Humor
Why was the beach salty? Because the land didn't wave back. The ocean then called the land a beach.
BRUHS0UNDEFFECT!
sans *a'm i pune*
*piris* no.
I told you ten puns to make you laugh, and I do not pun in-ten-did.
If you thought other people’s puns are bad, well, you should sea mine.
You guys are cow-medians!
So funny!
I would like to make a Minecraft joke...
It would be too plain.
How can you tell when a comic passes gas? Something smells funny.
What do you call an autistic kid with a rocket ship? A cocker.
Yo mama is so fat that when I was printing a picture of her last year, it's still printing.
Why did the chicken cross the road to get to the gay man's house?
Knock knock, it's the gay man.
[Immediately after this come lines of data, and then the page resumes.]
PR #171, opened 2017-11-23
Determine CHANNEL_SIZE from environment

### LINKED ISSUE #169: Channel size
I have a somewhat more complicated Makie plot and run into channel size issues. I see that the channel size is hardcoded to 1024. Should it be possible to increase that?

Edit: I guess the outcommented lines strain the message queue are the loops are looping over 500 line vectors. https://github.com/mschauer/Bridge.jl/blob/partial2/example/makie.jl#L23

mschauer:
Fixes #169 in the way proposed by @JobJob .

### DIFF
--- a/src/core.jl
+++ b/src/core.jl
@@ -14,7 +14,7 @@ const runner_task = Ref{Task}()
 
 const run_remove_dead_nodes = Ref(false)
 
-const CHANNEL_SIZE = 1024
+const CHANNEL_SIZE = parse(Int, get(ENV, "REACTIVE_CHANNEL_SIZE", "1024"))
 
 
 #run in asynchronous mode by default
@@ -256,7 +256,8 @@ end
 function async_push!(n, x, onerror=print_error)
     taken = Base.n_avail(_messages)
     if taken >= CHANNEL_SIZE
-        warn("Message queue is full. Ordering may be incorrect.")
+        warn("Message queue is full. Ordering may be incorrect. "*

There's a chicken at my house.
What should I write a joke about? Name the subject, and I’ll make a joke about it.
She's so ugly, she has to sneak up on a mirror.
Jokes are not funny.
Why did the Indian man refuse to use deodorant? Because he wanted to smell like his natural habitat, the shitter.
Roses are red... blood is too... I wonder how blood would look on you.
Germany does a backflip. America: What is happening?
France: Want a baguette?
USSR: Help!
I'm black, and I have a dying family in my basement that hasn't eaten in 2 weeks. They need help.
Btw, it's a joke lol.
Banana joke?
What's the difference between you and your mom?
I slept with your mom.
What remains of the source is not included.